◆ **Work instruction**: Only an exact reprint of all the data is acceptable.

[[ The data open ]]

Issue #8865, opened 2025-10-21
[Improvement] Add variable replacement for all the job template fields


jerryshao:
### What would you like to be improved?

Some times, we need to use different version of job artifacts in the runtime, so we should have a mechanism to specify variable in the job artifact path and replaced in the runtime.

PR #8866, opened 2025-10-21
[#8865] improve(core): Add the placeholder support for all the job template fields

jerryshao:

This PR adds the placeholder support for all the job template fields to give users the flexibility to control.

To support multi-version job artifacts.

Fix: #8865 

No.

UTs been added.


yuqi1129 (approved):
It's currently LGTM.

yuqi1129 (dismissed):
There are no big changes since the last comment, and it's LGTM.

core/src/main/java/org/apache/gravitino/job/JobManager.java
mchades, line 1: Should we also update the user documentation?

jerryshao: I remebered that I've updated the doc, let me check if it is not committed.

PR #8871, opened 2025-10-21
 [#8871]Improve(core): fix EntityCacheWeigher and testPolicyAndTagCacheWeigher

youngyjd:

Fix EntityCacheWeigher priorities and update cache eviction test

This commit corrects the entity weight configuration in EntityCacheWeigher and updates the corresponding test to validate the new behavior.

The previous weight configuration was inverted:
- Schema: weight=500 (incorrectly high, causing unwanted evictions)
- Tag/Policy: weight=100 (incorrectly low, preventing desired evictions)

This violated the Caffeine cache principle where higher weights lead to higher eviction priority. 

Correct EntityCacheWeigher and fix the flaky test of testPolicyAndTagCacheWeigher

Fix: #8861 

No

Unit test updated

### DIFF
--- a/core/src/test/java/org/apache/gravitino/cache/TestCacheConfig.java
+++ b/core/src/test/java/org/apache/gravitino/cache/TestCacheConfig.java
@@ -60,7 +60,7 @@ public class TestCacheConfig {
   @Test
   void testPolicyAndTagCacheWeigher() throws InterruptedException {
     Caffeine<Object, Object> builder = Caffeine.newBuilder();
-    builder.maximumWeight(4500);
+    builder.maximumWeight(5000);
     builder.weigher(EntityCacheWeigher.getInstance());
     Cache<EntityCacheRelationKey, List<Entity>> cache = builder.build();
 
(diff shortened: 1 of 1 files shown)


yuqi1129:
It seems that we need to clear the evicted cache synchronously, just as what you have done here or a long timeout could not guarantee the test can pass.

core/src/test/java/org/apache/gravitino/cache/TestCacheConfig.java
```diff
@@ -152,22 +152,31 @@ void testPolicyAndTagCacheWeigher() throws InterruptedException {
...
+            .filter(
+                tagNameIdent ->
+                    cache.getIfPresent(
+                            EntityCacheRelationKey.of(tagNameIdent, Entity.EntityType.TAG))
+                        != null)
+            .count();
+
+    Assertions.assertTrue(
+        remainingTags < 10,
+        "Expected some tags to be evicted, but found " + remainingTags + " tags still in cache");
```
yuqi1129: What I want to test is that the cache will evict tags first and then the fileset. Could you add a check that none of filesets have been cleared if the number of remaining tags is less than 10?

yuqi1129: > Could you add a check that none of filesets have been cleared if the number of remaining tags is less than 10?

If this cannot be passed, the goal of #8816 has not been reached, and we need to find another solution to accomplish it.

youngyjd: @yuqi1129 it's non deterministic. It seems you cannot simply rely on weight to control which cache gets evicted first. If you want a guarantee that lower weight cache gets evicted first, likely you will need a new solution.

[[ The data closed ]]

◆ **Finished exercise**:
Issue #8865, opened 2025-10-21
[Improvement] Add variable replacement for all the job template fields


jerryshao:
### What would you like to be improved?

Some times, we need to use different version of job artifacts in the runtime, so we should have a mechanism to specify variable in the job artifact path and replaced in the runtime.

PR #8866, opened 2025-10-21
[#8865] improve(core): Add the placeholder support for all the job template fields

jerryshao:

This PR adds the placeholder support for all the job template fields to give users the flexibility to control.

To support multi-version job artifacts.

Fix: #8865 

No.

UTs been added.


yuqi1129 (approved):
It's currently LGTM.

yuqi1129 (dismissed):
There are no big changes since the last comment, and it's LGTM.

core/src/main/java/org/apache/gravitino/job/JobManager.java
mchades, line 1: Should we also update the user documentation?

jerryshao: I remebered that I've updated the doc, let me check if it is not committed.

PR #8871, opened 2025-10-21
 [#8871]Improve(core): fix EntityCacheWeigher and testPolicyAndTagCacheWeigher

youngyjd:

Fix EntityCacheWeigher priorities and update cache eviction test

This commit corrects the entity weight configuration in EntityCacheWeigher and updates the corresponding test to validate the new behavior.

The previous weight configuration was inverted:
- Schema: weight=500 (incorrectly high, causing unwanted evictions)
- Tag/Policy: weight=100 (incorrectly low, preventing desired evictions)

This violated the Caffeine cache principle where higher weights lead to higher eviction priority. 

Correct EntityCacheWeigher and fix the flaky test of testPolicyAndTagCacheWeigher

Fix: #8861 

No

Unit test updated

### DIFF
--- a/core/src/test/java/org/apache/gravitino/cache/TestCacheConfig.java
+++ b/core/src/test/java/org/apache/gravitino/cache/TestCacheConfig.java
@@ -60,7 +60,7 @@ public class TestCacheConfig {
   @Test
   void testPolicyAndTagCacheWeigher() throws InterruptedException {
     Caffeine<Object, Object> builder = Caffeine.newBuilder();
-    builder.maximumWeight(4500);
+    builder.maximumWeight(5000);
     builder.weigher(EntityCacheWeigher.getInstance());
     Cache<EntityCacheRelationKey, List<Entity>> cache = builder.build();
 
(diff shortened: 1 of 1 files shown)


yuqi1129:
It seems that we need to clear the evicted cache synchronously, just as what you have done here or a long timeout could not guarantee the test can pass.

core/src/test/java/org/apache/gravitino/cache/TestCacheConfig.java
```diff
@@ -152,22 +152,31 @@ void testPolicyAndTagCacheWeigher() throws InterruptedException {
...
+            .filter(
+                tagNameIdent ->
+                    cache.getIfPresent(
+                            EntityCacheRelationKey.of(tagNameIdent, Entity.EntityType.TAG))
+                        != null)
+            .count();
+
+    Assertions.assertTrue(
+        remainingTags < 10,
+        "Expected some tags to be evicted, but found " + remainingTags + " tags still in cache");
```
yuqi1129: What I want to test is that the cache will evict tags first and then the fileset. Could you add a check that none of filesets have been cleared if the number of remaining tags is less than 10?

yuqi1129: > Could you add a check that none of filesets have been cleared if the number of remaining tags is less than 10?

If this cannot be passed, the goal of #8816 has not been reached, and we need to find another solution to accomplish it.

youngyjd: @yuqi1129 it's non deterministic. It seems you cannot simply rely on weight to control which cache gets evicted first. If you want a guarantee that lower weight cache gets evicted first, likely you will need a new solution.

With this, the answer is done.